Cervia, approvata all’unanimità mozione su emergenza climatica. Pd: “Questione ambientale, tema non più procrastinabile”

È stata approvata dal Comune di Cervia all’unanimità la mozione di emergenza climatica. Il Gruppo Consiliare del Partito Democratico di Cervia ha accolto favorevolmente la mozione ed esprime la massima approvazione per la strada intrapresa da questa amministrazione.

“Sappiamo che l’ambiente è da sempre un tema caro alla nostra città – afferma il piddino Antonio Emiliano Svezia – e a chi la amministra, perché questo territorio è un tesoro di flora e fauna unico da rispettare, valorizzare e proteggere e chi l’ha governata ha avuto sempre e in ogni epoca una spiccata sensibilità verso la causa ambientalista.  Le tematiche ambientali occupano una parte consistente anche del programma di mandato di questa giunta, che il Partito Democratico ha sostenuto e di cui orgogliosamente rappresenta la maggioranza. La dichiarazione di emergenza climatica si pone come un tassello fondamentale nella storia di Cervia, verso una presa di coscienza sempre maggiore che la questione ambientale non è più argomento procrastinabile.”

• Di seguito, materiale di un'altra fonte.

Issue #362, opened 2020-09-02
Use same SSH config that is used by cephadm


ricardoasmarques:
`ceph-salt` should use the same SSH config used by `cephadm`: https://github.com/ceph/ceph/blob/master/src/pybind/mgr/cephadm/module.py#L76-L82

Issue #360, opened 2020-09-02
Salt module for SSH executions


ricardoasmarques:
The following code is duplicated in a bunch of places:

```
"ssh -o StrictHostKeyChecking=no {}@{} "
```

We could implement a salt module to perform ssh executions, and have this code on a single place.

Issue #357, opened 2020-09-02
Always use SSH 'cephadm' user


ricardoasmarques:
SSH should not be configurable in `ceph-salt config`, instead, we should always use the 'cephadm' user.

PR #363, opened 2020-09-02
Always use cephadm SSH user (and more...)

ricardoasmarques:
This PR fixes the following issues:

- **Always use SSH 'cephadm' user** (https://github.com/ceph/ceph-salt/issues/357)
- **Add salt module for SSH executions** (https://github.com/ceph/ceph-salt/issues/360)
- **Set 'UserKnownHostsFile' and 'ConnectTimeout' on SSH connections** (https://github.com/ceph/ceph-salt/issues/362)
- **Rename '/etc/sudoers.d' file to avoid collision with cephadm**
- **Centralize SSH cleanup code**

### DIFF
--- a/ceph-salt-formula/salt/ceph-salt/common/sshkey.sls
+++ b/ceph-salt-formula/salt/ceph-salt/common/sshkey.sls
@@ -14,7 +14,16 @@ create ssh user:
       - users
     - failhard: True
 
-{{ macros.sudoers('configure sudoers') }}
+configure sudoers:
+  file.append:
+    - name: /etc/sudoers.d/ceph-salt
+    - text:
+      - "cephadm ALL=NOPASSWD: /usr/bin/ceph -s"
+      - "cephadm ALL=NOPASSWD: /usr/bin/ceph orch host add *"
+      - "cephadm ALL=NOPASSWD: /usr/bin/ceph orch host ok-to-stop *"
+      - "cephadm ALL=NOPASSWD: /usr/bin/ceph orch status --format=json"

“Il 10 luglio scorso – aggiunge – siamo stati duramente colpiti da una violenta tromba marina abbattutasi sul nostro litorale e spintasi fin nel cuore della pineta; un evento assolutamente straordinario e non prevedibile che si somma ai sempre più frequenti episodi di piogge persistenti, nubifragi e grandinate.  Non possiamo che dichiarare che siamo a tutti gli effetti in piena emergenza climatica e se fino a pochi anni fa la questione veniva affrontata in maniera più che altro teorica e restava prerogativa di qualche gruppo ambientalista, oggi vediamo la nascita di movimenti sempre più strutturati che coinvolgono sempre più persone che chiedono a gran voce soluzioni veloci e un cambio di rotta da parte dei governi, come Fridays for Future che è da considerarsi il capofila di questo movimento di protesta e sensibilizzazione verso i temi ambientali.”

“Nell’ultimo mese anche comuni a noi vicini hanno risposto all’appello, il 27 giugno per esempio il comune di Cesena, nel Consiglio Comunale di insediamento, ha dichiarato lo stato di emergenza climatica, primo comune della nostra regione, seguito poi il 16 luglio da quello di Ravenna, fino alla dichiarazione ufficiale della Regione Emilia Romagna nella seduta consigliare di venerdì 26 luglio.  Ora è la volta della nostra Amministrazione, che con questa dichiarazione prende atto della gravissima situazione in cui versa il pianeta e che si impegna nella difficile battaglia della riduzione dei gas inquinanti e nella ricerca di energia proveniente da fonti rinnovabili con azioni concrete e favorendo l’educazione e la cultura ambientale” conclude Svezia.